添加剂对化学沉积速率的影响

基于化学镀Ni-W-P和Ni-P体系中,添加剂LaCl3、乳酸、Fe2(SO4)3、硫脲和2,2’-联吡啶的浓度对沉积速率的影响表现出较为一致的变化规律,即随添加剂浓度的增加,出现最大沉积速率的实验事实,建立了一种吸附模型并导出添加剂加速化学沉积的公式.根据该公式和实验结果进行曲线拟合,得到相当吻合的结果.由拟合结果可得到一些参数值,如吸附平衡常数等.添加剂在基体上的吸附平衡常数(K1)大于已吸附了还原剂的表面上的吸附平衡常数(K2). K1值大表明添加剂在基体表面吸附能力更强. LaCl3、硫脲和2,2’-联吡啶的K1、K2值远大于乳酸、Fe2(SO4)3的K1、K2值,这表明LaCl3、硫脲和2,2’-联吡啶的吸附能力远强于乳酸、Fe2(SO4)3的, 因此,LaCl3、硫脲和2,2’-联吡啶所引起的沉积速率峰值的浓度远小于乳酸、Fe2(SO4)3的.

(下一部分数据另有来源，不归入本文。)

PR #3885, opened 2026-02-18
Suppress update message if is trigger by desktop

samuv:
When the thv is bundled with the Desktop app, we don’t need to show the upgrade message because it’s handled by the app’s release cycle.

### DIFF
--- a/cmd/thv/app/commands.go
+++ b/cmd/thv/app/commands.go
@@ -116,10 +116,6 @@ func checkForUpdates() {
 	if updates.ShouldSkipUpdateChecks() {
 		return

Effect of Additives on Electroless Deposition Rate

It has been known experimentally that, additives, such as LaCl3, lactic acid, Fe2(SO4)3, thiourea and 2,2’-bipyridine, regularly influence the electroless deposition rate, that is, there is a maximum deposition rate with increasing additives concentration. In order to explore this regularity, an adsorption model is proposed and a deposition rate formula is deduced. The deposition rate formula is used to operate nonlinear curve fitting. The fitting curves obtained, correspond with the experimental results. Some parameters can be obtained from the fitting results, such as adsorption equilibrium constants of additives. It is found that the adsorption equilibrium constant on the naked surface (K1) is larger than that on the adsorbed reductant (K2). The larger K1 means that additives adsorb on the naked surface more easily than on the adsorbed reductant. The adsorption ability of different additives also can be illustrated through K1 and K2. For example, the K1, K2 of LaCl3, thiourea and 2,2’-bipyridine are greater than that of lactic acid and Fe2(SO4)3. The comparison indicates that the adsorption ability of LaCl3, thiourea and 2,2’-bipyridine is stronger than that of lactic acid and Fe2(SO4)3. Thus the concentration of LaCl3, thiourea and 2,2’-bipyridine, which corresponds to maximum deposition rate, is smaller than that of lactic acid and Fe2(SO4)3.